DrBouvenstein fucked around with this message at 21:10 on Oct 14, 2013

Teriyaki Hairpiece
Dec 29, 2006

I'm nae the voice o' the darkened thistle, but th' darkened thistle cannae bear the sight o' our Bonnie Prince Bernie nae mair.
Here's a nice cartogram. US states given an amount of land proportionate to their population. Fun twist, it's from 1911 and it's based off numbers from the 1910 Census.
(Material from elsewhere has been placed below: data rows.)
PR #5590, opened 2024-06-05
Skipped setup for camel-k using nexus deployment on ppc64le

Siddhesh-Prabhu:
For test `TestMavenCASecret`, as `sonatype/nexus3:3.30.0` is not supported on ppc64le platform, need to skip the part of nexus deployment and use directly globally installed camel-k operator for integration.

**Release Note**
```release-note
NONE
```

### DIFF
--- a/e2e/install/cli/maven_ca_secret_test.go
+++ b/e2e/install/cli/maven_ca_secret_test.go
@@ -58,372 +58,380 @@ import (
 
 func TestMavenCASecret(t *testing.T) {
 	WithNewTestNamespace(t, func(ctx context.Context, g *WithT, ns string) {
-		hostname := fmt.Sprintf("%s.%s.svc", "nexus", ns)
-		tlsMountPath := "/etc/tls/private"
-
-		// Generate the TLS certificate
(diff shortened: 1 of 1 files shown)


squakez (commented):
Thanks for the contribution, but I fear this can set a precedent. I understand there could be platform compatibility with architectures that third party tools (ie, sonatype) are not supporting. However, adding those skipping conditions is going to make the maintenance very hard.

If we're not able to support Nexus in a different architecture OOTB, maybe, it's time to rethink this test completely. It can be entirely moved to a unit test instead, where we want to check the configuration the operator produces is in line with what is expected.

90% of this test is the creation and the configuration of a Maven proxy. The only thing we verify on the operator is that no dependency is "Downloaded from central:".

This is the very same discussion I was having today on https://github.com/apache/camel-k/pull/5581 - we need to rethink or way of developing the project whenever we are facing these challenges.

squakez:
If we still want to maintain the test, we can skip it entirely when the platform detected is different than the one expected, as we're doing for openshift. In such case we can introduce some environment variable to control the behavior.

Here's a more recent bulgy cartogram of population. Not 2010, maybe 2000? It's not at all the same but you can still kind of use it for comparison.

GreenCard78
Apr 25, 2005

It's all in the game, yo.

DrBouvenstein posted:

Maybe the center of each square?

I doubt it's the centroid of county. It's likely the pizza chain with the highest density because that's really easy to calculate (pop / number of stores). To do an actual density grid is tricky and can be done a few different ways, depending on how the map maker wants to do it. Because the map is poorly worded, I'd go with simple population divided by number of stores equals NEAREST PIZZA TO YOU!

A Buttery Pastry
Sep 4, 2011

Delicious and Informative!
:3:

DrBouvenstein posted:

A lot of low population counties could easily end up in two or three way ties with "one/two/three of each" though.
Obviously, like with ethnicity maps, just put "Mixed Pizza Heritage".

Phlegmish
Jul 2, 2011



withak posted:

It seems unlikely that someone went to the trouble of making a map of the pizza chain located closest to a selection of arbitrary points.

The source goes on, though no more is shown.